In a rather unique attempt to provide users with the end-all be-all guide to computer terms, Apple has posted the Apple glossary to their Knowledge Base. The A-Z document covers a wide range of topics about a wide range of hardware...for a wide range of user level.
It seems to try to provide more than you could ever possibly want to know about your (or your parentsi) computer. Ever. Seriously.
Some examples of entries for the beginner:
- Arrow Keys-The keys in the lower-right corner of the Apple IIgs keyboard that you can press in most applications to move the cursor insertion point in the direction indicated.
- Backspace-To move the cursor to the left.
- Button-The raised area on top of the mouse. You press it when you want to choose from a menu or perform other activities in mouse-based applications. Also, in mouse-based applications, a rectangle with rounded corners and a word inside that you click to designate, confirm, or cancel an action.
- Case-The outer covering of the computer.
For the more advanced user:
- Cache Memory-Cache RAM is fast random-access memory that is used to store data for CPU operations. Level 1 cache RAM is part of the CPU itself; level 2 L2 cache RAM is on separate chips. Conventional L2 cache is connected to the system bus, and the speed of its transactions with the CPU is limited by the system bus speed. Level 2 backside cache a feature introduced with G3 computers is located on the same board as the CPU processor board and is connected directly to the CPU through its own high-speed bus. The L2 backside cache allows the system to run significantly faster than conventional L2 cache. As more and more processors begin to include L2 cache into their architectures, Level 3 cache is now the name for the extra cache built into motherboards between the microprocessor and the main memory-what was once L2 cache on motherboards now becomes L3 cache when used with microprocessors containing built-in L2 caches.
- Carrier Sense Multiple Access/Collision Avoidance CSMA/CA-A networking protocol that avoids collisions instead of detecting a collision like the algorithm used in Ethernet networks IEEE 802.3 standards.
- TCP Transmission Control Protocol-A method used along with the Internet Protocol IP to send data in the form of message units between computers over the Internet. IP takes care of handling the actual delivery of the data, and TCP takes care of keeping track of the individual units of data called packets into which a message is divided for efficient routing through the Internet.

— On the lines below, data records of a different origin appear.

PR #3296, opened 2026-05-03
fix match case with type check #3295

### LINKED ISSUE #3295: match case with type check
### Describe the Bug

```py
def foo(x: list[int]):
    match x:
        case 1:
            ...
        case 2:
            ...
```

maybe give some warning.

### Sandbox Link

_No response_

_No response_

asukaminato0721:
# Summary

The match-case binder now records a deferred reachability check for each typed case pattern, and the solver warns when applying that case’s narrowing makes the current subject type Never.

The warning uses the existing unreachable kind, e.g. Case pattern can never match subject of type `list[int]`.

also skipped top-like object subjects to avoid false positives for runtime-matchable values.

Fixes #3295

# Test Plan

add test

### DIFF
--- a/pyrefly/lib/alt/narrow.rs
+++ b/pyrefly/lib/alt/narrow.rs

- SLP Service Location Protocol DA Directory Agent-A protocol that registers services available on a network and gives users easy access to them. When a service is added to the network, the service uses SLP to register itself on the network. SLP/DA uses a centralized repository for registered network services.
You can browse through the A-Z glossary at your leisure by searching for the AppleCare Knowledge Base article #51908.